Il calcio della gente


----------



## cris (17 Febbraio 2022)

Che degrado il psg


----------



## Nevergiveup (17 Febbraio 2022)

admin ha scritto:


> Come riportato da The Independent, il PSG è pronto a fare follie per trattenere Mbappè: nuovo contratto da 1 mln di sterline alla settimana. Ben 62 mln di euro a stagione


Sarebbe epico alzargliela in faccia a questi prima che la vincano con un 11 titolare che messo insieme guadagna meno del loro top player.


----------



## Manchester2003!! (17 Febbraio 2022)

Al-Khelaifi diventara' lo stalker piu' ricco del Mondo se questo rinuncia pure ai 62 mln.


----------



## Blu71 (17 Febbraio 2022)

admin ha scritto:


> Come riportato da The Independent, il PSG è pronto a fare follie per trattenere Mbappè: nuovo contratto da 1 mln di sterline alla settimana. Ben 62 mln di euro a stagione



Sceicchi folli rovina del calcio.


----------



## Milanforever26 (17 Febbraio 2022)

admin ha scritto:


> Come riportato da The Independent, il PSG è pronto a fare follie per trattenere Mbappè: nuovo contratto da 1 mln di sterline alla settimana. Ben 62 mln di euro a stagione


Che schifo


----------



## Maravich49 (17 Febbraio 2022)

Che schifo ragazzi... Non c'è limite al peggio e la cosa devastante, é che i limiti nessuno li vuole mettere (anzi...).


----------



## Djici (17 Febbraio 2022)

admin ha scritto:


> Come riportato da The Independent, il PSG è pronto a fare follie per trattenere Mbappè: nuovo contratto da 1 mln di sterline alla settimana. Ben 62 mln di euro a stagione


2 euro al secondo


----------



## Magnus_Marcus (17 Febbraio 2022)

Baba ha scritto:


> Si potrà comprare l’isola di Verrati


Si potrà comprare Verratti

Bah, il calcio è nauseante


----------



## Gamma (17 Febbraio 2022)

admin ha scritto:


> Come riportato da The Independent, il PSG è pronto a fare follie per trattenere Mbappè: nuovo contratto da 1 mln di sterline alla settimana.
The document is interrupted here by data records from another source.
PR #23004, opened 2025-01-21
delegate review actions to cinder

eviljeff:
Fixes: mozilla/addons#1982

### Description

Refactors code in the ContentAction classes, and ReviewHelper to allow activity logging to be consistently generated;  migrates Disable Add-on action from the reviewer tools to ContentAction classes.

### Context

The primary motivation for this work (what this blocks) is 2nd level approvals for reviewer tools originated decisions - and only certain types of decision (add-on disables and addon version rejections) will be held - so not all actions need to be rewritten at this point.  This PR starts with disable_addon as it's a) already implemented for cinder originated decisions and b) relatively straightforward.

I had to tinker with some existing migrations to fix breakage caused by migrations executing in a different order now (though they were only a problem in CI or with a fresh database anyway)

### Testing

The main change is how Disable Addon is executed from the reviewer tools:
- For a "normal" add-on, select force disable action from reviewer tools, and choose a reason.
- verify that the addon was disabled; and the email we send out contains the reason text
- check the activity log created is linked to the addon, current_version of the addon, decision, policy, and reason.

Repeat with an add-on that would be considered high profile - e.g. a Recommended or Notable add-on.
- select force disable from the reviewer tools, etc.
- verify that the add-on was _not_ disabled, and the review history includes that the action was held.  (no email to developer either)
- Go to 2nd level approval queue and release the hold - proceed with the action.
- verify that the addon was disabled; and the email we send out contains the reason text
- check the activity log created is linked to the addon, current_version of the addon, decision, policy, and reason.

### Checklist


src/olympia/reviewers/utils.py
```diff
@@ -1009,15 +1012,25 @@ def create_decision():
...
+            log_entry = self.log_action(
+                activity_action,
+                decisions=decisions,
+                reasons=reasons,
+                policies=policies,
+                **(log_action_kw or {}),
+            )
+            self.update_queue_history(log_entry)
         for decision in decisions:
+            log_entry = decision.execute_action()
```
diox, line 1026: This is confusing me at first glance. Shouldn't it be inside the `if not action_completed` condition below ?

eviljeff: `execute_action` also clears or sets pending rejection fks with the cinder job, plus clears cinder related NHRs.  That logic _could_ be moved into this class instead (reversing the trend)

diox: Got it. I think it's fine to have that in `execute_action()`, it's just that while we're in this weird in-between state with stuff being performed on both sides depending on the action it's kinda confusing which part does what

diox (approved):

PR #23011, opened 2025-01-22
Migrate build scripts to python with single script to orchestrate during make up

KevinMind:
Fixes: mozilla/addons#15066

Also fixes the below issue regarding

Fixes: mozilla/addons#15235

### Description

- Replaced the locale compilation script from a shell script to a Python script (compile_locales.py) for better error handling and parallel processing.
- Updated the update_assets target in Makefile-docker to use the new update_assets.py script.
- Removed the obsolete compile-mo.sh script.
- Introduced sync_host_files.py to streamline dependency updates and asset synchronization.

### Context

This changes makes sure that the state of the host file system matches the state of the container before running the containers.

This enables simplifying the volumes we use to a single volume from the host to the /data/olympia directory.

On the flip side, the docker build uses the exact same scripts to execute build logic during a build. That is how we guarantee files match in and out of the container.

### Testing

Run the container in production mode.

```bash
```

I would have suggested a content hashing test to verify the site-static directory from the built image and the one from make up are identical, but django `staticfiles.json` is non-deterministically created.. changes the order of the json attributes. I think now it is enough that literally the same command is run.

### Checklist


Dockerfile
```diff
@@ -125,73 +125,15 @@ ENV DOCKER_TARGET=${DOCKER_TARGET}
...
-# This will shave nearly 1 minute off the best case build time
-RUN \
-    --mount=type=bind,src=src,target=${HOME}/src \
-    --mount=type=bind,src=Makefile-docker,target=${HOME}/Makefile-docker \
-    --mount=type=bind,src=manage.py,target=${HOME}/manage.py \
-<<EOF
-echo "from olympia.lib.settings_base import *" > settings_local.py
-DJANGO_SETTINGS_MODULE="settings_local" make -f Makefile-docker update_assets
-EOF
+# Copy build info from info
```
KevinMind, line 130: Because we now don't use the production image for development.. and due to the dependency graph here there is really no reason to maintain the split between locales/assets/production

They all just rely on one single command. That also bolsters the link between dev/prod because make up just re-runs that command to ensure host files match image files.

KevinMind: image

diox (approved):

PR #472, opened 2019-12-05
sxphonon fixes

jan-janssen:


samwaseda:
I can't really review this one - I don't know what it does.

jan-janssen:
I copied functions from the Sphinx code, as it is using the Sphinx output parser. Copying code is definitely not the best way to do it, but it was the quickest way to fix the Sphinx output parser for sxphonons.

PR #476, opened 2019-12-06
avoid named pipes (because otherwise decompression fails)

samwaseda:


jan-janssen:
Is not this already included in https://github.com/pyiron/pyiron/pull/475 ?

samwaseda:
Short answer: yes.

What I wanted to do:
- in SPHInX: pipes are deleted
- in general: pipes are not deleted by not compressed

But as it turned out in both cases pipes are deleted in this implementation. Then I thought it might actually be better to simply delete all pipes whenever `compress` is called. So I guess we can keep this one and I remove the pipe deletion in [#475](https://github.com/pyiron/pyiron/pull/475)

jan-janssen:
@samwaseda Should we merge this or close the issue? As far as I understand it is already included.

samwaseda:
I guess we should rather have this one - named pipes make compression fall flat in any case, so it makes sense to prevent it beforehand for any code.

PR #481, opened 2019-12-12
always remove nve

jan-janssen:


jan-janssen:
You are right, I just have the feeling it is confusing for LAMMPS users to have commands in there which are not used. So maybe it is more clear if we handle the special cases like fire separately.

liamhuber:
No objections from my end. I have a mild preference to add functionality for fire-like things back in later if/when needed.

jan-janssen:
@samwaseda Can you comment on this, or can I merge it?

PR #482, opened 2019-12-13
Sphinx interactive energy type

liamhuber:
Let's return a float instead of np.array(float).


samwaseda:
Why array? It returns one value for each `get energy`

liamhuber:
Yes. This is exactly my problem. Instead of returning the one value as a float, it returns it as a float wrapped in an array. Will it break the code elsewhere to get rid of this array wrapping? Was there some rational for wrapping it to start with?

samwaseda:
But this one expects one value

https://github.com/pyiron/pyiron/blob/72e4c16a4c9d79344e1011a90e4cebcbe302ad44/pyiron/atomistics/job/interactive.py#L182

samwaseda:
Oh sorry I thought you were doing exactly the opposite

liamhuber:
I don't understand if we disagree about anything or not.

Note:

Ben 62 mln di euro a stagione



Non me ne voglia Mbappe, che è e sarà un signor giocatore, ma penso che sia diventata da tempo una sfida a chi ce la più grosso, più che un'asta per l'effettivo valore del giocatore.

Cifre folli comunque, in generale.


----------



## ilPresidente (17 Febbraio 2022)

Magnus_Marcus ha scritto:


> Si potrà comprare Verratti
> 
> Bah, il calcio è nauseante



calcio?
Si in effetti assumendone troppo non si ottiene solo la solidificazione ossea ma anche potrebbero presentarsi questi disturbi intestinali.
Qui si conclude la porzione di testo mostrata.